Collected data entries
-.-.-
PR #326, opened 2026-08-30
feat(automation): finding lifecycle engine, scan outcome contracts, and pattern detection [1/5]

TFT444:
## Summary

Implements the finding lifecycle foundation described in issue #311 (Automation PR 1/5).

- **6 new DB tables** via Alembic migration `e1f2a3b4c5d6`: `scan_rule_outcomes`, `scan_lifecycle_applications`, `finding_fingerprints`, `finding_lifecycles`, `finding_lifecycle_transitions`, `patterns`
- **`LifecycleService.apply_scan()`**: idempotent, fail-closed, single transaction with `FOR UPDATE` row locking; a finding only resolves when its rule and collectors succeeded over the same authorised inventory boundary
- **`PatternService.detect_and_publish()`**: detects three pattern types (`persistent_finding`, `cross_resource_recurrence`, `reopened_finding`) with deterministic thresholds stored in the record
- **Patterns API**: `GET /api/v1/patterns` and `GET /api/v1/patterns/<id>` with tenant-scoped IDOR protection (subscription enforced in SQL, cross-subscription requests rejected 400/404)
- **Engine outcome recording**: `run_scan()` now records `SUCCESS / EMPTY_SUCCESS / PERMISSION_DENIED / TIMEOUT / FAILED` per rule; Azure HTTP 403 detected as `PERMISSION_DENIED`
- **Worker wiring**: `LifecycleService` and `PatternService` called immediately after `db.save_scan()`; lifecycle failures are non-fatal so the scan record is always preserved

## Test plan

- [ ] `tests/test_finding_lifecycle.py` — 18 unit cases covering idempotency, fail-closed behaviour, state transitions, and audit trail
- [ ] `tests/test_patterns.py` — 12 cases covering all three pattern types, IDOR regression (no-subscription-400, cross-subscription-400, cross-subscription-IDOR-404)
- [ ] Run `pytest tests/test_finding_lifecycle.py tests/test_patterns.py -v` locally (no live Postgres required; all DB calls mocked)
- [ ] Confirm `GET /api/v1/patterns` returns 400 without a subscription scope
- [ ] Confirm Alembic migration applies cleanly: `alembic upgrade head`

## Notes

This is PR 1/5 for the finding lifecycle automation epic. Subsequent PRs will add remediation-agent integration, scheduled re-scan triggers, SLA tracking, and the prod-gate controls described in #311.

### DIFF
--- a/alembic/versions/e1f2a3b4c5d6_finding_lifecycle.py
+++ b/alembic/versions/e1f2a3b4c5d6_finding_lifecycle.py
@@ -92,7 +92,7 @@ def upgrade() -> None:
             occurrence_count INTEGER NOT NULL DEFAULT 1,
             consecutive_success_count INTEGER NOT NULL DEFAULT 0,
             reopen_count INTEGER NOT NULL DEFAULT 0,
-            row_version INTEGER NOT NULL DEFAULT 0,
+            row_version INTEGER NOT NULL DEFAULT 0,  -- monotonic update counter (FOR UPDATE handles serializability)
             created_at TIMESTAMPTZ NOT NULL DEFAULT NOW(),
             updated_at TIMESTAMPTZ NOT NULL DEFAULT NOW(),
             CONSTRAINT ck_finding_lifecycles_state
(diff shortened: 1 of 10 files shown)


m-khan-97:
@TFT444, please pause this automation PR before further implementation or review. It currently introduces `scan_rule_outcomes` and worker lifecycle writes that overlap #321’s canonical #263 evaluation contract and #325’s fenced/idempotent persistence architecture. Calling lifecycle services after `save_scan()` as non-fatal work also needs to be reconciled with #325’s atomic authoritative-write and fencing guarantees. In addition, backend CI is currently failing. We will resume #326 only after #321/#325 establish the shared schema and transaction boundary; then this PR should rebase onto those foundations and contain lifecycle/pattern behavior only, without a third scan-outcome contract.

parthrohit22 (commented):
Looked through this — the transaction/fail-closed structure in `LifecycleService.apply_scan()` is solid (idempotency sentinel inserted last, `FOR UPDATE` locking, resolution gated on `resolving_rule_ids` so a scan with no clean outcomes can't silently resolve anything), and the Patterns API's tenant/subscription scoping is done right (JWT is authoritative, query param can only narrow, both columns actually applied in the WHERE clause, not just validated).

Holding off on approve/changes since this is still draft and CI has one red test: `test_finding_lifecycle.py::TestLifecycleStateTransitions::test_reopened_finding_absent_from_success_scan_is_resolved` (`assert False`). The resolution SQL itself looks right at a glance (correctly includes `REOPENED` in the state filter), so this reads more like a mock call-count mismatch in the test than a logic bug, but worth running locally before this comes out of draft. Ping me for another look once it's green and ready.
-.-.-
From the records above, reproduce exactly the lines from the one with "requests rejected 400/404)" to the one with "- **Engine outcome", both included, and no others.

> [ANSWER BELOW]
- **Patterns API**: `GET /api/v1/patterns` and `GET /api/v1/patterns/<id>` with tenant-scoped IDOR protection (subscription enforced in SQL, cross-subscription requests rejected 400/404)
- **Engine outcome recording**: `run_scan()` now records `SUCCESS / EMPTY_SUCCESS / PERMISSION_DENIED / TIMEOUT / FAILED` per rule; Azure HTTP 403 detected as `PERMISSION_DENIED`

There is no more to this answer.